Ed and David Miliband pay tribute to mother as ‘a force field of life and love’

Marion Kozak, Holocaust survivor, left-wing campaigner and mother of Ed and David Miliband, has died aged 91.

Her sons announced her death Saturday, paying tribute to the “much-loved mother, grandmother and sister” and the “force field of life and love.” They noted that his life followed a “remarkable course.”

“He lived an extraordinary life with a spirit of extreme kindness, warmth and generosity,” they said. “We will miss him greatly, but we will always carry his spirit and values ​​with us.”

She was born Dobra Jenta Kozak in Poland in 1934. She escaped from the Czestochowa Ghetto with her mother and sister during the Nazi occupation in 1942.

His life followed a 'remarkable course', the brothers said
His life followed a ‘remarkable course’, the brothers said (Alex Wong/Getty Images)

He was sheltered by nuns and then by his aunt’s neighbor in Warsaw, and survived the war thanks to what his son Ed told a 2012 Labor Party conference was the “kindness of strangers”.

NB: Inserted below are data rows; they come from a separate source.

PR #443, opened 2024-07-04
Fix reading from zstd decompression stream

ChristofKaufmann:
Since 0.8.0 reading a zstandard compressed file does not work anymore. The following code works in 0.7.2, but not in 0.8.0 and 0.9.0:

``` python
import geopandas as gpd
import zstandard
import io

# make an uncompressed.geojson and a compressed.geojson.zst (fixture)
gdf = gpd.GeoDataFrame(geometry=[Point(4, 2), Point(4, 2)])

gdf.to_file('uncompressed.geojson', driver='GeoJSON')

with open('uncompressed.geojson', 'rb') as ro:
    content = ro.read()

compressed_content = zstandard.compress(content)
with open('compressed.geojson.zst', 'wb') as w:
    w.write(compressed_content)

# try to read geojson from BytesIO
# works in 0.7.2 and 0.9.0
with open('uncompressed.geojson', 'rb') as fh:
    mem = io.BytesIO(fh.read())

gdf = gpd.read_file(mem)
print(gdf)

# try to read geojson from file handle
# works in 0.7.2 and 0.9.0
with open('uncompressed.geojson', 'rb') as fh:
    gdf = gpd.read_file(fh)

print(gdf)


# try to read geojson from zstandard decompression stream
# works in 0.7.2, but not in 0.9.0
with open('compressed.geojson.zst', 'rb') as fh:
    dctx = zstandard.ZstdDecompressor()
    with dctx.stream_reader(fh) as reader:
        gdf = gpd.read_file(reader)

print(gdf)
```

The last test results in the stack trace:
``` output
  File "<stdin>", line 4, in <module>
  File "/usr/local/lib/python3.11/dist-packages/geopandas/io/file.py", line 294, in _read_file
    return _read_file_pyogrio(
           ^^^^^^^^^^^^^^^^^^^
  File "/usr/local/lib/python3.11/dist-packages/geopandas/io/file.py", line 547, in _read_file_pyogrio
    return pyogrio.read_dataframe(path_or_bytes, bbox=bbox, **kwargs)
           ^^^^^^^^^^^^^^^^^^^^^^^^^^^^^^^^^^^^^^^^^^^^^^^^^^^^^^^^^^
  File "/usr/local/lib/python3.11/dist-packages/pyogrio/geopandas.py", line 252, in read_dataframe
    result = read_func(
             ^^^^^^^^^^
  File "/usr/local/lib/python3.11/dist-packages/pyogrio/raw.py", line 197, in read
    get_vsi_path_or_buffer(path_or_buffer),
    ^^^^^^^^^^^^^^^^^^^^^^^^^^^^^^^^^^^^^^
  File "/usr/local/lib/python3.11/dist-packages/pyogrio/util.py", line 43, in get_vsi_path_or_buffer
    path_or_buffer.seek(0)
OSError: cannot seek zstd decompression stream backwards
```

A zstd decompression stream can be seeked [only forwards](https://python-zstandard.readthedocs.io/en/latest/decompressor.html#zstddecompressionreader), but not backwards. [Hence](https://docs.python.org/3/library/io.html#io.IOBase.seekable) its seekable method returns `False`. The issue has been introduced in #397.

This PR fixes it. Instead of only checking, whether the `seek` method exists, this PR checks whether the `seekable` method exists and returns `True`. Only then `seek(0)` is used.

Do you want me to add any test cases for this? If so, based on `zstandard`?

### DIFF
--- a/CHANGES.md
+++ b/CHANGES.md
@@ -6,6 +6,7 @@
 
 -   Silence warning from `write_dataframe` with `GeoSeries.notna()` (#435).
 -   BUG: Enable mask & bbox filter when geometry column not read (#431).
+-   Prevent seek on read from compressed inputs (#443).
 
 ## 0.9.0 (2024-06-17)
 
--- a/pyogrio/tests/conftest.py
+++ b/pyogrio/tests/conftest.py
@@ -1,3 +1,4 @@
+from io import BytesIO
 from pathlib import Path
 from zipfile import ZIP_DEFLATED, ZipFile
 
@@ -176,6 +177,31 @@ def geojson_filelike(tmp_path):
 
     with open(filename, "rb") as f:
         yield f
+
+
+@pytest.fixture(scope="function")
+def nonseekable_bytes(tmp_path):
+    # mock a non-seekable byte stream, such as a zstandard handle
+    class NonSeekableBytesIO(BytesIO):
+        def seekable(self):
+            return False
+
+        def seek(self, *args, **kwargs):
+            raise OSError("cannot seek")
+
+    # wrap GeoJSON into a non-seekable BytesIO
+    geojson = """{
+        "type": "FeatureCollection",
+        "features": [
+            {
+                "type": "Feature",
+                "properties": { },
+                "geometry": { "type": "Point", "coordinates": [1, 1] }
+            }
+        ]
+    }"""
+
+    return NonSeekableBytesIO(geojson.encode("UTF-8"))
 
 
 @pytest.fixture(
--- a/pyogrio/tests/test_arrow.py
+++ b/pyogrio/tests/test_arrow.py
@@ -168,6 +168,12 @@ def test_read_arrow_bytes(geojson_bytes):
     assert len(table) == 3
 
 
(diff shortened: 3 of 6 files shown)


brendan-ward:
Good catch, and sorry for introducing the bug.

I don't want us to add `zstandard` as a dependency, even for testing, so I created a very lightweight mock class that provides a non-seekable byte stream, and added it to the tests I'd want to see.

Subsequent read operations against the non-seekable bytes (also for the zstandard stream) will fail, but I'm assuming that is well expected for this use case.

ChristofKaufmann:
Very nice unit tests! It would have been difficult for me to write these. Thank you!

I agree. It is expected that streams can be read only once.

Before merging, do you want to have the Docker GDAL Test with the latest ubuntu fixed (probably just add `--break-system-packages` to `pip install`)?  Or is there anything else left to do here where I can help with?

brendan-ward:
Fix for latest GDAL is already in #438, no need for that to be here.

theroggy (approved):
Looks fine to me!

PR #452, opened 2024-07-18
MAINT: change conda dependency to libgdal-core + remove dependency on pyproj

### LINKED ISSUE #456: When geopandas is available, pyogrio expects pyproj to be available
Since geopandas 1.0, geopandas-base doesn't imply anymore that pyproj will be installed as well.

But, pyogrio now expects it to be.

Noticed in #452.

theroggy:
Switch to `libgdal-core` as dependency instead of `libgdal`. This package is significantly smaller as it doesn't contain some large GDAL plugins. Extra plugins can be installed as seperate conda packages if needed: more info [here](https://gdal.org/download.html#conda).

This PR also removes the `pyogrio` dependency on `pyproj`, as `pyproj` is not part of `libgdal-core` nor `geopandas` since `geopandas 1.0`: closes #456

Reference https://github.com/conda-forge/pyogrio-feedstock/issues/48

### DIFF
--- a/CHANGES.md
+++ b/CHANGES.md
@@ -7,8 +7,8 @@
 -   For the conda-forge package, change the dependency from `libgdal` to
     `libgdal-core`. This package is significantly smaller as it doesn't contain
     some large GDAL plugins. Extra plugins can be installed as seperate conda
-    packages if needed: more info [here](https://gdal.org/download.html#conda)
-    (#452).
+    packages if needed: more info [here](https://gdal.org/download.html#conda).
+    This also leads to `pyproj` becoming an optional dependency (#452).
 
 ### Bug fixes
 
--- a/CHANGES.md
+++ b/CHANGES.md
@@ -2,6 +2,14 @@
 
 ## 0.9.1 (yyyy-mm-dd)
 
+### Packaging
+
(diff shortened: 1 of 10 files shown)


jorisvandenbossche:
Looking good!

CHANGES.md
```diff
@@ -2,6 +2,14 @@
 
 ## 0.9.1 (yyyy-mm-dd)
 
+### Packaging
+
+-   For the conda-forge package, change the dependency from `libgdal` to
+    `libgdal-core`. This package is significantly smaller as it doesn't contain
+    some large GDAL plugins. Extra plugins can be installed as seperate conda
+    packages if needed: more info [here](https://gdal.org/download.html#conda).
+    This also leads to `pyproj` becoming an optional dependency (#452).
```
brendan-ward, line 11:
```suggestion
    This also leads to `pyproj` becoming an optional dependency; you will need to install `pyproj` in order to support spatial reference systems (#452).
```

brendan-ward (approved):
Thanks @theroggy ; just a minor comment to make it more explicit that folks need to install `pyproj`.  Please merge once that is in (if you agree with the changes).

David Miliband, who made an official visit to Poland in 2009 while he was foreign secretary, paid tribute to those who protected his mother, saying her mother’s life was “saved by those who risked their own lives to protect her from Nazi oppression.”

After the war, Ms Kozak settled in the UK, married left-wing academic Ralph Miliband and became a human rights campaigner and early activist in the Campaign for Nuclear Disarmament.

In his 2012 conference speech, his third as Labor leader, Ed Miliband said his mother “probably disagreed with me” but was “like most mothers too kind to say so”.

However, in the same speech he made a connection between her flight from the Nazis and his own political philosophy.

“I believe that we cannot shrug our shoulders in the face of injustice and say that’s the way the world is. And I believe that if we come together as people, we can overcome any challenge.”

“This is how my mother survived the war. The kindness of strangers. The nuns from a convent who took her in and protected her from the Nazis took in a Jewish girl, risking themselves.”